A wicker basket, its contents covered with a red-checked cloth, as if for a picnic, lay in the wooden box beneath the Book Return chute. A small, cream-colored envelope poked out from one side.
“How nice!” Blythe said aloud, clapping her hands. She thought of fried chicken and potato salad—of which she was awfully fond—a mason jar of lemonade, perhaps even a cherry pie? She lifted the basket by its round-arched handle. Heavy, for a picnic. But then, there were seven of them. Although Olive just ate like a bird, these days.
She turned and set it on top of the Circulation Desk, pulling the envelope free.
“What’s that?” Marian asked, her lips in their accustomed moue of displeasure, as if the basket were an agent of chaos, existing solely to disrupt the tidy array of rubber stamps and file boxes that were her domain.
“A present,” said Blythe. “I think it might be lunch.”
Marian frowned. “For you?”
“I don’t know yet. There’s a note . . . ” Blythe held up the envelope and peered at it. “No,” she said. “It’s addressed to ‘The Librarians. Overdue Books Department.’ ”
“Well, that would be me,” Marian said curtly. She was the youngest, and wore trouser suits with silk T-shirts. She had once been blond. She reached across the counter, plucked the envelope from Blythe’s plump fingers, and sliced it open it with a filigreed brass stiletto.
“Hmph,” she said after she’d scanned the contents.
“It is lunch, isn’t it?” asked Blythe.
“Hardly.” Marian began to read aloud:
Thi
s is overdue. Quite a bit, I’m afraid. I apologize. We moved to Topeka when I was very small, and Mother accidentally packed it up with the linens. I have traveled a long way to return it, and I know the fine must be large, but I have no money. As it is a book of fairy tales, I thought payment of a first-born child would be acceptable. I always loved the library. I’m sure she’ll be happy there.
Blythe lifted the edge of the cloth. “Oh my stars!”
A baby girl with a shock of wire-stiff black hair stared up at her, green eyes wide and curious. She was contentedly chewing on the corner of a blue book, half as big as she was. Fairy Tales of the Brothers Grimm.
“The Rackham illustrations,” Blythe said as she eased the book away from the baby. “That’s a lovely edition.”
“But when was it checked out?” Marian demanded.
Blythe opened the cover and pulled the ruled card from the inside pocket. “October 17, 1938,” she said, shaking her head. “Goodness, at two cents a day, that’s . . . ” She shook her head again. Blythe had never been good with figures.

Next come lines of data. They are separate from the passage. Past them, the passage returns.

PR #5476, opened 2023-07-13
style: backpack background texture

RominaMarchetti:
This PR optimizes the backpack background texture. Now it is power of two, so now the compression should be properly applied.

Before: 2048x1248
Now: 2048x1024


kwssbocian (approved):
✔️Backpack background texture present and appears correctly. No other issues observed

sandrade-dcl (approved):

They made a crib for her in the bottom drawer of a file cabinet, displacing acquisition orders, zoning permits, and the instructions for the mimeograph, which they rarely used.
Ruth consulted Dr. Spock. Edith read Piaget. The two of them peered from text to infant and back again for a good long while before deciding that she was probably about nine months old. They sighed. Too young to read.
So they fed her cream and let her gum on biscuits, and each of the seven cooed and clucked and tickled her pink toes when they thought the others weren’t looking. Harriet had been the oldest of nine girls, and knew more about babies than she really cared to. She washed and changed the diapers that had been tucked into the basket, and read Goodnight Moon and Pat the Bunny to the little girl, whom she called Polly—short for Polyhymnia, the muse of oratory and sacred song.